Espandere la sfera di influenza
Pechino sa che su questo terreno si gioca la possibilità di collegare il mondo alla sua rete, specialmente le nazioni di Europa, Asia, America Latina e Africa che saranno così sempre più legate al potere economico cinese. Si tratta di un passaggio “più importante di quello dell'adozione dell'elettricità” ha detto Chris Lane, analista di Sanford C. Bernstein. “Ogni cosa sarà connessa e il sistema nervoso centrale di queste smart cities sarà la rete 5G”.
La gara per la conquista del mondo insomma è tutta tecnologica. I cinesi sono più avanti. Ma gli Stati Uniti hanno alzato la posta politica e rischiano di condizionare l'esito di questa partita.
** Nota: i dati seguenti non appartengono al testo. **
PR #2119, opened 2022-07-15
Adding a uniffi.toml that is compatible with building the AppServices…

travis79:
… iOS megazord for Focus/Firefox iOS

This will be used as a replacement for the existing uniffi.toml, to be swapped out as part of the megazord build process when the AppServices swift packages are bundled in rust-components-swift

### DIFF
--- a/glean-core/megazord.uniffi.toml
+++ b/glean-core/megazord.uniffi.toml
@@ -1,0 +1,5 @@
+[bindings.swift]
+ffi_module_name = "MozillaRustComponents"
+ffi_module_filename = "gleanFFI"
+generate_module_map = false
+omit_argument_labels = true


glean-core/megazord.uniffi.toml
```diff
@@ -0,0 +1,6 @@
+[bindings.swift]
+cdylib_name = "glean_ffi"
```
badboy, line 2: Is this actually still correct?

badboy (approved):
one question, but otherwise good to go.

glean-core/megazord.uniffi.toml
travis79: Oops, no...   while it doesn't make a difference whether this works or not this line isn't necessary, it works with or without it.  I intended to remove it but forgot.

PR #2120, opened 2022-07-18
Remove ffi-support crate

badboy:
Everything is handled by UniFFI now


badboy:
Removing effectively unused code, skipping review here.

PR #2459, opened 2023-05-01
Bug 1812738 - allow user to set Glean log level

rosahbruno:


rosahbruno:
@travis79 
What are your thoughts on how I did this?

I set this up so that you can just call the function with your log preference. The other debug options all go through `debug.rs` and work a little differently since they rely on knowing if Glean is initialized or not. Since this is just a setting for the crate itself, it doesn't really care what is going on with Glean. I can update this to work similarly to the other debug options if we want this to feel the same.

travis79:
I think this should be fine. I actually envisioned this added as a parameter to the configuration passed into Glean.initialize, that way it's not adding the burden of calling an additional API to set the logging level

glean-core/src/glean.udl
```diff
@@ -35,6 +35,7 @@ namespace glean {
     boolean glean_set_debug_view_tag(string tag);
     boolean glean_set_source_tags(sequence<string> tags);
     void glean_set_log_pings(boolean value);
+    void glean_set_log_level(string log_level);
```
badboy, line 38: This should take an `enum LogLevel` instead of a stringy API.
See https://mozilla.github.io/uniffi-rs/udl/enumerations.html

badboy (changes requested):

badboy:
> I think this should be fine. I actually envisioned this added as a parameter to the configuration passed into Glean.initialize, that way it's not adding the burden of calling an additional API to set the logging level

Note that on Python we already pass in the log level, see https://mozilla.github.io/glean/book/user/debugging/python.html#logging-pings
We should stay consistent then and have it the same across languages.

travis79:
> > I think this should be fine. I actually envisioned this added as a parameter to the configuration passed into Glean.initialize, that way it's not adding the burden of calling an additional API to set the logging level
> 
> Note that on Python we already pass in the log level, see [mozilla.github.io/glean/book/user/debugging/python.html#logging-pings](https://mozilla.github.io/glean/book/user/debugging/python.html#logging-pings) We should stay consistent then and have it the same across languages (due to how things work the Python bindings configure the log level on the Python logger instance, not on the Rust side)

Ahh, I'd forgotten that we had this in Python 🤦. Yes, let's go with consistency!

docs/user/reference/general/initializing.md
```diff
@@ -67,6 +67,7 @@ Below are listed the configuration options available on most SDKs.
 - `httpUploader`: A custom HTTP uploader instance, that will overwrite Glean's provided uploader. Useful
 for users that wish to use specific uploader implementations. See [Custom Uploaders](#custom-uploaders)
 for more information on how and when the use this feature.
+- `logLevel`: The log level for the `log` rust crate. The level filter options in order from least to most verbose are: `Off`, `Error`, `Warn`, `Info`, `Debug`, `Trace`. The default option if nothing is provided is `Trace`. See the [`log` crate docs](https://docs.rs/log/latest/log/) for more information.
```
badboy, line 70: Interesting. `Trace` seems a bit ... much.

glean-core/src/glean.udl
```diff
@@ -69,6 +69,17 @@ dictionary InternalConfiguration {
     string app_build;
     boolean use_core_mps;
     boolean trim_data_to_registered_pings;
+    LevelFilter? log_level;
+};
+
+// An enum representing the different logging levels for the `log` crate.
+enum LevelFilter {
+    "Debug",
```
badboy, line 77: The ordering here seems a bit weird.
Probably best to keep it in the order of increasing log level, e.g. see how the Rust crate defines it: https://docs.rs/log/0.4.17/log/enum.Level.html

glean-core/android/src/main/java/mozilla/telemetry/glean/config/Configuration.kt
```diff
@@ -18,6 +19,8 @@ import mozilla.telemetry.glean.net.PingUploader
  *           sent along with all the pings, in the `client_info` section.
  * @property dataPath An optional [String] that specifies where to store data locally on the device.
  *           This should ONLY be used when setting up Glean on a non-main process.
+ * @property logLevel An optional [LevelFilter] that controls how verbose the logging is
+ *           from the rust `log` crate.
```
badboy, line 23: Mentioning "rust log crate" here feels not really informative.
Maybe:

```suggestion
 * @property logLevel An optional [LevelFilter] that controls how verbose the internal logging is.
```

glean-core/src/lib.rs
```diff
@@ -306,6 +309,9 @@ fn initialize_inner(
             let upload_enabled = cfg.upload_enabled;
             let trim_data_to_registered_pings = cfg.trim_data_to_registered_pings;
 
+            // Set the logging level for the `log` crate.
+            set_max_level(cfg.log_level.unwrap_or(LevelFilter::Trace));
```
badboy, line 313: We configure different levels for different platforms here: https://github.com/mozilla/glean/blob/306fb0b3d4783360768aaac852ba734945a57cd1/glean-core/src/lib.rs#L630
Default is `Debug`. On iOS release builds we actually limit to `Info`.
Maybe we should only re-set the max level if actually set
```suggestion
            cfg.log_level.map(|level| log::set_max_level(level));
```

(I think not importing the function name directly makes this more readable)

glean-core/src/lib.rs
```diff
@@ -25,6 +25,7 @@ use std::thread;
 use std::time::Duration;
 
 use crossbeam_channel::unbounded;
+use log::{set_max_level, LevelFilter};
```
badboy, line 28:
```suggestion
use log::{self, LevelFilter};
```

See below why.

badboy (changes requested):
Sorry for one more round of sending this back.

docs/user/reference/general/initializing.md
travis79, line 70: Trace does seem a bit _extra_ verbose. I don't actually think we log anything at that level anyway. I think `Debug` is plenty verbose for our default.

travis79 (approved):
I lean in @badboy's direction here on the default level of the logging, but no need to block on further review, I think.

rosahbruno:
@badboy 
I've addressed the comments you left. Now the logging level is only overwritten if provided by the user, otherwise it uses what we set elsewhere. I also updated the comments to call out "internal logging" rather than the rust crate.

badboy (approved):

PR #2461, opened 2023-05-03
Bug 1828066 - At shutdown block with a timeout and bail out if that fails.

badboy:


badboy:
## What happens in the bug?

Crash report: https://crash-stats.mozilla.org/report/index/47e42dbc-f99c-474f-8154-bbf470230413#allthreads

main thread hangs in `glean_core::dispatcher::global::block_on_queue()` during shutdown ([code](https://hg.mozilla.org/releases/mozilla-release/file/d2b2ff2c6e3ceb267e77b0163c860f7a1f13ff4a/third_party/rust/glean-core/src/lib.rs#l560)).

thread `glean.init` hangs in `dispatcher::flush_init()` ([code](https://hg.mozilla.org/releases/mozilla-release/file/d2b2ff2c6e3ceb267e77b0163c860f7a1f13ff4a/third_party/rust/glean-core/src/lib.rs#l452))
**Assumption:** some task scheduled a ping?

thread `glean.dispatcher` triggered `handle_client_active()`, thus submitting a ping synchronously.
This hangs in `std::sys::windows::fs::rename()`.

thread `glean.upload` is waiting for viaduct to make a request (why?)

## This fix

We only briefly wait for the dispatcher queue to empty. If it currently is running a task that takes too long, we just skip any further shutdown cleanup.

Guarantees?
We only wait up to 5s on the dispatcher.
If the dispatcher unblocks quicker we continue.
However we then shut down the dispatcher, which blocks again. In theory there's a window where new tasks get put on the dispatcher and could block for longer.
We also keep the blocking on the uploader shutdown (up to 30s), as well as persisting ping lifetime data (itself I/O, so could block).
So really we do catch this one instance where somehow a ping submission is in progress when shutting down, but taking long.

The 5s timeout is currently hardcoded. Should we make this compile-time/runtime configurable?

glean-core/src/dispatcher/mod.rs
```diff
@@ -161,6 +162,28 @@ impl DispatchGuard {
...
     }
 
+    /// Block on the task queue emptying, with a timeout.
+    fn block_on_queue_timeout(&self, timeout: Duration) -> Result<(), RecvTimeoutError> {
+        let (tx, rx) = crossbeam_channel::bounded(0);
+
+        // We explicitly don't use `self.launch` here.
+        // We always put this task on the unbounded queue.
+        // The pre-init queue might be full before its flushed, in which case this would panic.
+        // Blocking on the queue can only work if it is eventually flushed anyway.
```
chutten, line 172: musing aloud: This, I think, is the central idea. The only way to flush to this task would be to get through the entire preinit queue. (Theoretically, if the preinit wasn't full the "flush until this point" behaviour isn't quite preserved, as tasks enqueued after block_on_queue_timeout would need to be processed before it completes... but eh.)

glean-core/src/dispatcher/mod.rs
```diff
@@ -161,6 +162,28 @@ impl DispatchGuard {
...
+
+        let task = Command::Task(Box::new(move || {
+            // In case the calling thread times out waiting for this
+            // the channel will be dropped.
+            // But in case the work continues we don't want to panic.
```
chutten, line 177: Explain the panic for me?

glean-core/src/lib.rs
```diff
@@ -557,8 +557,18 @@ pub fn shutdown() {
         glean.set_dirty_flag(false);
     });
 
-    // We need to wait for above task to finish.
-    dispatcher::block_on_queue();
+    // We need to wait for above task to finish,
+    // but we also don't wait around forever.
+    //
+    // TODO: Make the timeout configurable?
```
chutten, line 563: In uploader_shutdown we have the TODO sorta-kinda satisfiable by looking at the data and determining what the "normal" length of time for uploader shutdown is. Would it be unreasonable to ask for a similar piece of instrumentation and a follow-up bug to look at the data?

badboy: The wonderful world of instrumentation when we kinda know we're running into trouble.
As long as we do _not_ timeout we should be ok recording this, but when running into a timeout due to I/O in the dispatcher doing more I/O might just as well fail. Nonetheless, yes, we should instrument.

glean-core/metrics.yaml
```diff
@@ -744,6 +744,22 @@ glean.validation:
       - jrediger@mozilla.com
     expires: never
 
+  shutdown_dispatcher_wait:
+    type: timing_distribution
+    time_unit: millisecond
+    description: |
+      Time waited for the dispatcher to unblock during shutdown.
```
chutten, line 751: Since we've recently learned the benefit of knowing timeouts within wait timing distributions, perhaps include a note that we expect most samples to be less than the default timeout of 10s

chutten (approved):

PR #2462, opened 2023-05-05
Synchronize Gradle dependencies with Android Components

rvandermeulen:


build.gradle
```diff
@@ -11,24 +11,24 @@ buildscript {
...
-        android_gradle_plugin: '7.4.1',
+        android_gradle_plugin: '7.4.2',
         coroutines: '1.6.4',
         jna: '5.13.0',
         junit: '4.12',
         mockito: '3.11.2',
         mockwebserver: '4.9.1', // This is different than a-c, but we're fine, it's only tests.
-        kotlin: '1.8.20',
-        robolectric: '4.9.2',
+        kotlin: '1.8.21',
```
Dexterp37, line 20: @rvandermeulen we recently were reminded that changing these values does have impact on consumers outside of Android Component consumers (e.g. VPN et al). Nothing to do here, but I thought sharing this concern with you as well :)

rvandermeulen: Interesting, that's definitely a new wrinkle!

rvandermeulen: To summarize the Slack discussion we had about this, I'll add a changelog entry for this (and future Kotlin bumps).

chutten (approved):
With the changelog, this LGTM. It's a patch (1.8.20 - 1.8.21) update, so I don't feel we need to clear it with our non-AC consumers before giving the okay.

PR #2464, opened 2023-05-09
Bug 1827452 - Skip running CI on the release branch

travis79:
Since we already run CI when merging this branch back to main, we can skip running it on the release branch

### DIFF
--- a/.circleci/config.yml
+++ b/.circleci/config.yml
@@ -15,6 +15,9 @@ definitions:
         ignore: /.*/
       tags:
         only: /^v.*/
+  - ci_filters: &ci-filters
+      branches:
+        ignore: release
 
 ##########################################################################
 # COMMANDS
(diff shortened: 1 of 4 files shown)


badboy:
Any reason to choose an extra job like you did over an explicit filter like we already do for the release task?
See e.g. https://github.com/mozilla/glean/blob/main/.circleci/config.yml#L12-L17 and https://github.com/mozilla/glean/blob/main/.circleci/config.yml#L1163

travis79:
> Any reason to choose an extra job like you did over an explicit filter like we already do for the release task? See e.g. [`main`/.circleci/config.yml#L12-L17](https://github.com/mozilla/glean/blob/main/.circleci/config.yml?rgh-link-date=2023-05-10T08%3A06%3A35Z#L12-L17) and [`main`/.circleci/config.yml#L1163](https://github.com/mozilla/glean/blob/main/.circleci/config.yml?rgh-link-date=2023-05-10T08%3A06%3A35Z#L1163)

Not any specific reason

travis79:
Here's an attempt at adding the filter as a definition @badboy

badboy (approved):
Thanks, I think I like this more than the previous solution.

I'd still wish there was a better way of simply excluding a full workflow (or split it into files like GitHub Actions allows). Nothing you can do about that though.

PR #2469, opened 2023-05-10
Proposal: Make Glean Swift logs public by default

brizental:
Ok so, when I try to see Glean logs from an iOS device using `log` I just get `<private>` for all Glean messages. According to [this Stack Overflow](https://stackoverflow.com/questions/45908875/apple-iphone-debugging-with-console-private) that is because all dynamic strings are by default private. I made this change locally and I can now see the messages, would it be possible to get this merged? Thanks!


perrymcmanis144 (approved):
Passes tests, code matches stated desired behavior, 👍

Il vincitore non è più scontato.
Il grande fratello ti controlla
Chi avrà in mano le reti 5G potenzialmente controllerà i network della comunicazione con tutto quello che ciò comporta, come la possibilità di controllare in remoto i dispositivi, già una realtà (il telefonino che si aggiorna in automatico di notte) fino alla possibilità di condurre attività di spionaggio per favorire le proprie aziende. Secondo molti esperti, il codice che Huawei ha installato sul software che controlla il suo network non sembra possa contenere malware o altri sistemi nascosti. Il sistema consente da remoto di controllare il network e di effettuare test diagnostici in caso di problemi tecnici, aggiornamenti o malfunzionamenti. Ma in alcune circostanze, dicono, potrebbe anche indirizzare il traffico attorno ai data center - dove le aziende monitorano e controllano le loro reti - e la sua semplice esistenza è ora citata come prova che gli hacker o l'intelligence cinese potrebbero usare le apparecchiature Huawei per penetrare milioni di network, istituzionali e aziendali. Diversi accademici americani sostengono da tempo che le aziende cinesi di tlc riescono a penetrare nel traffico internet di Stati Uniti, Canada e Cina. Un grande fratello che controlla le nostre vite, insomma, come prevedeva Orwell. Che mangerà hamburger o avrà gli occhi a mandorla, a seconda di come finirà la partita.